# gas prices will not stop me from hunting???



## greenheadhunter (Aug 26, 2005)

man hoe bout those gas prices? every year me and my buddies go to southern ill for opening day of duck season and its gonna cost us so much more than last year. its all ready costing me and the season hasent even begun yet. driving trying to find em, scouting my fields, wastin gas.


----------



## maple lake duck slayer (Sep 25, 2003)

They wouldn't stop me no matter what, even though I drive a truck that gets 15 mpg on a good day. Just so happens my sister has a hybrid that gets 50 mpg...I feel stupid driving the thing but it will save me a lot of money on those scouting runs.


----------



## mallardhunter (May 15, 2004)

It might make me take a car scouting so its cheaper on gas then take the truck out hunting, otherwise i don't think it will slow me down.


----------



## dogdigger (Jan 26, 2004)

my truck gets 21 mpg, i guess i am kinda lucky.

mark


----------



## diver_sniper (Sep 6, 2004)

my truck is at best around 15, and i drive in around waaay too much looking for geese, it of course doesnt stop me, but it is hard on the checking account. 80 bucks in the last three days. wish i had a car, but the truck is all i got, i gotta tune it up a little, see if i cant improve that 15.


----------



## chrispbrown27 (Jul 29, 2005)

It's going to be a pricey season for sure! The nearest sport I've got is 45 minutes away.
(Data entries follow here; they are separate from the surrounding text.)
PR #633, opened 2019-08-27
feat: external bundles

zamotany:
Adds a way to use pre-built (DLL) bundle when using `multi-bundle` command.

### TODO

- [x] add support for `bundlePath` and `manifestPath` to `multi-bundle` command
- [x] add support for `bundlePath` and `manifestPath` to `packager server
- [x] serve source maps for pre-built bundle from packager server
- [x] add `copyBundle` option to automatically copy files to target directory
- [x] add integration test
- [x] monorepo fixture
- [x] monorepo integration test
- [x] add documentation
- [x] properly handle and resolve assets from pre-built bundle


docs/Configuration.md
```diff
@@ -376,3 +381,83 @@ class RootComponent extends React.Component {
 
 AppRegistry.registerComponent('MyApp', () => RootComponent);
 ```
+
+### External (pre-built) bundles
+
+Check out [monorepo fixture](../fixtures/monorepo) for a complete an example.
+
+To use external bundles, first built the bundles that will be considered pre-built. You only need a single bundle config:
```
thymikee:
```suggestion
To use external bundles, first build the bundles that will be considered pre-built. You only need a single bundle config:
```

docs/Configuration.md
```diff
@@ -376,3 +381,83 @@ class RootComponent extends React.Component {
...
+
+export default makeConfig({
+  bundles: {
+    index: {
+      entry: withPolyfills('./src/host.js'),
+      dependsOn: ['base_dll'],
+    },
+    // Let's assume base-dll bundle is a Node module.
+    base_dll: ({ platform, bundleTarget, dev }) => {
+      // For a pre-built bundle, both development and production bundle have to be preset.
```
thymikee:
```suggestion
      // For a pre-built bundle, both development and production bundle have to be present.
```

fixtures/monorepo/host/BundleRegistry.js
```diff
@@ -0,0 +1,72 @@
+import EventEmitter from 'react-native/Libraries/vendor/emitter/EventEmitter';
+import BatchedBridge from 'react-native/Libraries/BatchedBridge/BatchedBridge';
+
+class BundleRegistry extends EventEmitter {
```
thymikee: Is it possible to offload this logic to Haul?

docs/Configuration.md
```diff
@@ -376,3 +381,83 @@ class RootComponent extends React.Component {
...
+      entry,
+      dll: true,
+      // Packager server will use development bundle, so it should be built as a plain JS bundle.
+      type: dev ? 'basic-bundle' : 'indexed-ram-bundle',
+    }),
+  },
+});
+```
+
+Use `--skip-host-check` option when building pre-built bundles:
```
thymikee: Is it possible to automatically skip host check for pre-built bundles? This flag seems quite unintuitive

packages/haul-core-legacy/src/compiler/worker/runWebpackCompiler.js
```diff
@@ -50,7 +53,101 @@ module.exports = async function runWebpackCompiler({
...
+      const bundleFilename = getBundleFilename(
+        {
+          ...configOptions,
+          platform,
+        },
+        projectConfig.templates,
+        bundleConfig
+      );
+
+      // TODO: assets
```
thymikee: todo after the PR?

packages/haul-core-legacy/src/compiler/worker/runWebpackCompiler.js
```diff
@@ -89,10 +186,6 @@ module.exports = async function runWebpackCompiler({
 
   const compiler = webpack(apps);
 
-  // As of Webpack 4.12.0, |outputFileSystem| must be set since there is no
-  // fallback despite the documentation stating otherwise.
-  compiler.outputFileSystem = fs;
```
thymikee: was this fixed in some recent version? if so, we need to bump peer dep

packages/haul-core/src/config/types.ts
```diff
@@ -47,6 +47,11 @@ export type BundleConfig = {
   >;
   hasteOptions?: any;
   transform?: WebpackConfigTransform;
+  /* external bundles */
```
thymikee: instead of a comment, how about creating a new type name `ExternalBundleConfig` and spread/join it here

packages/haul-core/src/config/types.ts
```diff
@@ -55,9 +60,33 @@ export type TemplatesConfig = {
...
+  Overwrite<
+    Pick<
+      DeepNonNullable<BundleConfig>,
+      Exclude<
+        keyof BundleConfig,
+        | 'transform'
+        | 'copyBundle'
+        | 'bundlePath'
+        | 'manifestPath'
+        | 'assetsPath'
```
thymikee: thee could be taken from `ExternalBundleConfig` type if created

fixtures/monorepo/host/BundleRegistry.js
zamotany: It is, but I don't want to do it right now, but later, once we have everything in RN that we need to creating native module for multi-bundle support

docs/Configuration.md
zamotany: Not sure how to reliably detect when to run this check. IMO we either leave this flag or remove the check.

packages/haul-core-legacy/src/compiler/worker/runWebpackCompiler.js
zamotany: Leftover

zamotany:
```suggestion
```

packages/haul-core-legacy/src/compiler/worker/runWebpackCompiler.js
zamotany: we don't use custom filesystem, the fs here was actually the leftover from where we were using `memory-fs`, but now it was pointing to `fs` module from Node.

docs/Configuration.md
thymikee: If the check may cover some of the common fail points, let's leave it as is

At only 15 mpg's and with a 26 gallon tank it gets really pricey.
Hey, greenheadhunter where ya hunt in my neck of the woods?


----------



## Rick Acker (Sep 26, 2002)

Of course it's going to affect you...Unless you are Bill Gates or Donald Trump...It costs me $70 plus to fill up my tank in my Silverado...I get 18 or so on the highway and my nearest spots are 35-50 miles away. You're going to have get more guys together in one vehical to make it more cost effective, which in my case means fewer decoys, probably scout less...Or you will have to make fewer trips...unless you have really deeeeeep pockets. It really sucks and it's depressing to say the least!


----------



## deacon (Sep 12, 2003)

It sucks :******: , a lot less scouting for this dude.


----------



## KEN W (Feb 22, 2002)

I get 17-18 on my pickup....will be scouting with my Honda Civic....38-40 mpg.But with all the decoys and a dog....will have to use the pickup to actually hunt.The good thing is that I don't have to go far to find birds except for pheasants.


----------



## Matt Jones (Mar 6, 2002)

I heard it's going to be pushing $3 a gallon by this weekend. :eyeroll:


----------



## SDNDhtr (Apr 29, 2005)

i worked an extra job this summer to pay for hunting...as soon as that money is gone i dont know what ill do.


----------



## Gary Bottger (Nov 24, 2004)

They are talking 3+ a gallon this afternoon in Nebraska. Reports in Lincoln were 2.92 already.  Talk about throw salt on a wound. Thanks mother nature.


----------



## ndwaterfowler (May 22, 2005)

It hit $2.83/gal this afternoon in Grand Forks and there is no sign of relief. :eyeroll: :eyeroll: :eyeroll:


----------



## Flick (Aug 21, 2002)

I get 27 mpg on the Monte, it gets the scouting job done nicely. If I had to I could fit a couple finishers and about 5 doz silhouettes in there too. I'll strap the geese to the hood!


----------



## Matt Jones (Mar 6, 2002)

I filled up at $2.89 for regular. M&H had cars backed up in every direction because they're still at $2.59. Is this the beginning of the end? It looks like gas is going to go well above the $3 mark and god only knows how long our economy can go on with it that high. :eyeroll:


----------



## Field Hunter (Mar 4, 2002)

I just filled up at 2.59 in South Fargo.....talked to the bulk guy who was filling the tanks..he said at 6:00pm tonight the price WILL BE going up .43/gallon.......$3.00/gallon gas, here we go! Old Ed Schultz is saying $4.00 - $5.00 by the end of the year. If only I still had that mini bike that got 50 miles to the gallon.


----------



## Bob Kellam (Apr 8, 2004)

FH 
I would pay a lot of money to see you and Dan goin down the road on a mini bike!!! :lol: :lol: :lol: :lol:


----------



## Choclab (Nov 19, 2004)

The way I look at it is that gas is only .40 to .50 higher than last year, so a 20 gallon tank only costs $8/$10 more. Won't stop us from making the 9 hour trip to hunt. I'm dumb enough to pay $1.50 for a bottle of water, so go figure.


----------



## jbaincfl (Feb 5, 2003)

$2.99 up and down Hiway 10 from Brainerd to St. Cloud.


----------



## SDNDhtr (Apr 29, 2005)

3.24 at valley dairy in GF....that hurts


----------



## Nodak Duke (Oct 14, 2003)

As of last August (2004) the prices have doubled. -They were $1.52, which shoots that whole $8 to $10 more per tank idea in the butt.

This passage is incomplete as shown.